▸ Action item: Write the records out again, unchanged.

Stored items:
Issue #452, opened 2023-08-04
`Content-Type` Header Is not updated


kmirojo:
Good day 👋 
I'm using `oazapfts@4.7.4` to implement my fetch calls from an `Open API` specification file in a typescript client.

I need to configure the `oazapfts` request to send whole body unicode/utf-8, but when I try to do it, it is overrriten by the default headers configuration.

In my API configuration file I'm setting the header in multiple ways:
```ts
defaults.headers = {
      "Content-Type": "application/json; charset=UTF-8",
};
//
defaults.headers["Content-Type"] = application/json; charset=UTF-8";
```

But every time the fetch call header looks like `Content-Type: "application/json"`.

Am I doing something wrong? (most likely)
Or is there no way to set the header `Content-Type` header according to my needs?

Xiphe:
Hi @kmirojo 

You're right, it seems as if the Content-Type header currently can not be overwritten: https://github.com/oazapfts/oazapfts/blob/main/src/runtime/index.ts#L114-L115

I'm not entirely sure how to best solve this. But I tend to say we should switch those lines. Any feedback/input very welcome

kmirojo:
Thanks a lot for taking the time to look at this @Xiphe 🙏 .
We will be attentive to the implementation of the suggested solution whenever it's possible or if you require more information from our side,

Xiphe:
Happy to review a PR on this 👍

kmirojo:
Thanks @Xiphe 
I'll create a PR for this issue, but we were wondering, how soon would you guys publish another release if the PR meets the acceptance criteria.

Xiphe:
We're utilizing [semantic release](https://semantic-release.gitbook.io/semantic-release/). So when the change is in `main` there will be a release.

And given the small non-intrusive nature of the change I see no blockers that would delay a swift merge of the PR.

PR #456, opened 2023-08-10
Customize 'Content-Type' header

kmirojo:
This Pull Request attempts to allow the `Content-Type` header to be customized.
Here's a little more context about the reason for this proposal: https://github.com/oazapfts/oazapfts/issues/452

Hi @Xiphe 
In our conversation to allow this (https://github.com/oazapfts/oazapfts/issues/452), you commented:
> Gave this another thought. I think just switching out the lines should be treated as a breaking change ...

But I wasn't sure if you were just not convinced about switching these lines. 
I gave some thoughts about how these changes could affect negatively another user but I think it would only be an issue if they have an unnoticed modification of the `Content-Type` header. But of course, I could totally be missing some scenarios.

Please let me know if you think we should go for a more complex approach on this or if you have any other thoughts about this.

### DIFF
--- a/src/runtime/index.ts
+++ b/src/runtime/index.ts
@@ -100,15 +100,15 @@ export function runtime(defaults: RequestOpts) {
     return res;
   }
 
-  function hasJsonContentType(contentTypeHeader: string) {
-    console.log("hasJsonContentType");
+  /* TODO: maybe we want to get rid of this checks (ensureJsonContentType & ensureFormContentType)
+  in a future major release (ref https://github.com/oazapfts/oazapfts/pull/456) */
+  function ensureJsonContentType(contentTypeHeader: string) {
     return contentTypeHeader?.match(/\bjson\b/i)
       ? contentTypeHeader
       : "application/json";
   }
 
-  function hasFormContentType(contentTypeHeader: string) {
-    console.log("hasFormContentType");
+  function ensureFormContentType(contentTypeHeader: string) {
     return contentTypeHeader?.startsWith("application/x-www-form-urlencoded")
       ? contentTypeHeader
       : "application/x-www-form-urlencoded";
@@ -126,7 +126,9 @@ export function runtime(defaults: RequestOpts) {
         ...(body != null && { body: JSON.stringify(body) }),
         headers: {
           ...headers,
-          "Content-Type": hasJsonContentType(String(headers?.["Content-Type"])),
+          "Content-Type": ensureJsonContentType(
+            String(headers?.["Content-Type"]),
+          ),
         },
       };
     },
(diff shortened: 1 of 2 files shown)


Xiphe:
You're probably right with your assessment. But you never know what kind of abstractions people build some might re-use a header object originally constructed for formData requests or s.th. like that. 
I agree that the chances for this are really low but I don't want to accidentally break stuff with such a minor change. 
The alternative would be to release the change as v5 but that also seems a little out of scale.

So please let's check if the overwriting header looks like a json header and only then allow the overwrite.

```ts
headers: {
  ...headers,
  "Content-Type":  headers?.["Content-Type"]?.match(/\bjson\b/i) ? headers["Content-Type"] : "application/json",
},
```

Also while at it, let's do the same treatment to the [`form`](https://github.com/oazapfts/oazapfts/blob/4cf87299f24f96b572e28982e381e8a55953da59/src/runtime/index.ts#L120-L129) method by checking for `headers?.["Content-Type"]?.startsWith('application/x-www-form-urlencoded')`.

When feasible let's also add a small unit test for this and add a in-code comment to remove the checks on the next major release.

Let me know when you want to me take over some of the parts.

kmirojo:
Hey @Xiphe, I've just pushed some changes and included one test for the work I'm doing, please LMK your thoughts. 

> When feasible let's also add a small unit test for this and add a **in-code comment to remove the checks** on the next major release.

I did not quite get the `in-code comment` part, are you referring to a regular comment (`//`) explaining the changes or do I need some kind of prefix? 😬

Xiphe:
Awesome! Yeah, I meant something like `/* TODO: maybe we want to get rid of this check in a future major release (ref https://github.com/oazapfts/oazapfts/pull/456) */` comment

src/runtime/index.ts
```diff
@@ -100,6 +100,20 @@ export function runtime(defaults: RequestOpts) {
     return res;
   }
 
+  function hasJsonContentType(contentTypeHeader: string) {
+    console.log("hasJsonContentType");
```
Xiphe, line 104: Can you please remove the logger

src/runtime/index.ts
```diff
@@ -100,6 +100,20 @@ export function runtime(defaults: RequestOpts) {
...
+    return contentTypeHeader?.match(/\bjson\b/i)
+      ? contentTypeHeader
+      : "application/json";
+  }
+
+  function hasFormContentType(contentTypeHeader: string) {
+    console.log("hasFormContentType");
```
Xiphe, line 111: and this one

src/runtime/index.ts
```diff
@@ -100,6 +100,20 @@ export function runtime(defaults: RequestOpts) {
     return res;
   }
 
+  function hasJsonContentType(contentTypeHeader: string) {
```
Xiphe, line 103: This is nit-picky but i'd expect a `has...` function to return a `boolean` can we name it `ensureJsonContentType` instead or similar?

Xiphe:
Thank you so much for putting in the afford! Already looks good to me, just left some tiny comments

Xiphe:
Thank you for the contribution 👍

▸ Output of the task:
Issue #452, opened 2023-08-04
`Content-Type` Header Is not updated


kmirojo:
Good day 👋 
I'm using `oazapfts@4.7.4` to implement my fetch calls from an `Open API` specification file in a typescript client.

I need to configure the `oazapfts` request to send whole body unicode/utf-8, but when I try to do it, it is overrriten by the default headers configuration.

In my API configuration file I'm setting the header in multiple ways:
```ts
defaults.headers = {
      "Content-Type": "application/json; charset=UTF-8",
};
//
defaults.headers["Content-Type"] = application/json; charset=UTF-8";
```

But every time the fetch call header looks like `Content-Type: "application/json"`.

Am I doing something wrong? (most likely)
Or is there no way to set the header `Content-Type` header according to my needs?

Xiphe:
Hi @kmirojo 

You're right, it seems as if the Content-Type header currently can not be overwritten: https://github.com/oazapfts/oazapfts/blob/main/src/runtime/index.ts#L114-L115

I'm not entirely sure how to best solve this. But I tend to say we should switch those lines. Any feedback/input very welcome

kmirojo:
Thanks a lot for taking the time to look at this @Xiphe 🙏 .
We will be attentive to the implementation of the suggested solution whenever it's possible or if you require more information from our side,

Xiphe:
Happy to review a PR on this 👍

kmirojo:
Thanks @Xiphe 
I'll create a PR for this issue, but we were wondering, how soon would you guys publish another release if the PR meets the acceptance criteria.

Xiphe:
We're utilizing [semantic release](https://semantic-release.gitbook.io/semantic-release/). So when the change is in `main` there will be a release.

And given the small non-intrusive nature of the change I see no blockers that would delay a swift merge of the PR.

PR #456, opened 2023-08-10
Customize 'Content-Type' header

kmirojo:
This Pull Request attempts to allow the `Content-Type` header to be customized.
Here's a little more context about the reason for this proposal: https://github.com/oazapfts/oazapfts/issues/452

Hi @Xiphe 
In our conversation to allow this (https://github.com/oazapfts/oazapfts/issues/452), you commented:
> Gave this another thought. I think just switching out the lines should be treated as a breaking change ...

But I wasn't sure if you were just not convinced about switching these lines. 
I gave some thoughts about how these changes could affect negatively another user but I think it would only be an issue if they have an unnoticed modification of the `Content-Type` header. But of course, I could totally be missing some scenarios.

Please let me know if you think we should go for a more complex approach on this or if you have any other thoughts about this.

### DIFF
--- a/src/runtime/index.ts
+++ b/src/runtime/index.ts
@@ -100,15 +100,15 @@ export function runtime(defaults: RequestOpts) {
     return res;
   }
 
-  function hasJsonContentType(contentTypeHeader: string) {
-    console.log("hasJsonContentType");
+  /* TODO: maybe we want to get rid of this checks (ensureJsonContentType & ensureFormContentType)
+  in a future major release (ref https://github.com/oazapfts/oazapfts/pull/456) */
+  function ensureJsonContentType(contentTypeHeader: string) {
     return contentTypeHeader?.match(/\bjson\b/i)
       ? contentTypeHeader
       : "application/json";
   }
 
-  function hasFormContentType(contentTypeHeader: string) {
-    console.log("hasFormContentType");
+  function ensureFormContentType(contentTypeHeader: string) {
     return contentTypeHeader?.startsWith("application/x-www-form-urlencoded")
       ? contentTypeHeader
       : "application/x-www-form-urlencoded";
@@ -126,7 +126,9 @@ export function runtime(defaults: RequestOpts) {
         ...(body != null && { body: JSON.stringify(body) }),
         headers: {
           ...headers,
-          "Content-Type": hasJsonContentType(String(headers?.["Content-Type"])),
+          "Content-Type": ensureJsonContentType(
+            String(headers?.["Content-Type"]),
+          ),
         },
       };
     },
(diff shortened: 1 of 2 files shown)


Xiphe:
You're probably right with your assessment. But you never know what kind of abstractions people build some might re-use a header object originally constructed for formData requests or s.th. like that. 
I agree that the chances for this are really low but I don't want to accidentally break stuff with such a minor change. 
The alternative would be to release the change as v5 but that also seems a little out of scale.

So please let's check if the overwriting header looks like a json header and only then allow the overwrite.

```ts
headers: {
  ...headers,
  "Content-Type":  headers?.["Content-Type"]?.match(/\bjson\b/i) ? headers["Content-Type"] : "application/json",
},
```

Also while at it, let's do the same treatment to the [`form`](https://github.com/oazapfts/oazapfts/blob/4cf87299f24f96b572e28982e381e8a55953da59/src/runtime/index.ts#L120-L129) method by checking for `headers?.["Content-Type"]?.startsWith('application/x-www-form-urlencoded')`.

When feasible let's also add a small unit test for this and add a in-code comment to remove the checks on the next major release.

Let me know when you want to me take over some of the parts.

kmirojo:
Hey @Xiphe, I've just pushed some changes and included one test for the work I'm doing, please LMK your thoughts. 

> When feasible let's also add a small unit test for this and add a **in-code comment to remove the checks** on the next major release.

I did not quite get the `in-code comment` part, are you referring to a regular comment (`//`) explaining the changes or do I need some kind of prefix? 😬

Xiphe:
Awesome! Yeah, I meant something like `/* TODO: maybe we want to get rid of this check in a future major release (ref https://github.com/oazapfts/oazapfts/pull/456) */` comment

src/runtime/index.ts
```diff
@@ -100,6 +100,20 @@ export function runtime(defaults: RequestOpts) {
     return res;
   }
 
+  function hasJsonContentType(contentTypeHeader: string) {
+    console.log("hasJsonContentType");
```
Xiphe, line 104: Can you please remove the logger

src/runtime/index.ts
```diff
@@ -100,6 +100,20 @@ export function runtime(defaults: RequestOpts) {
...
+    return contentTypeHeader?.match(/\bjson\b/i)
+      ? contentTypeHeader
+      : "application/json";
+  }
+
+  function hasFormContentType(contentTypeHeader: string) {
+    console.log("hasFormContentType");
```
Xiphe, line 111: and this one

src/runtime/index.ts
```diff
@@ -100,6 +100,20 @@ export function runtime(defaults: RequestOpts) {
     return res;
   }
 
+  function hasJsonContentType(contentTypeHeader: string) {
```
Xiphe, line 103: This is nit-picky but i'd expect a `has...` function to return a `boolean` can we name it `ensureJsonContentType` instead or similar?

Xiphe:
Thank you so much for putting in the afford! Already looks good to me, just left some tiny comments

Xiphe:
Thank you for the contribution 👍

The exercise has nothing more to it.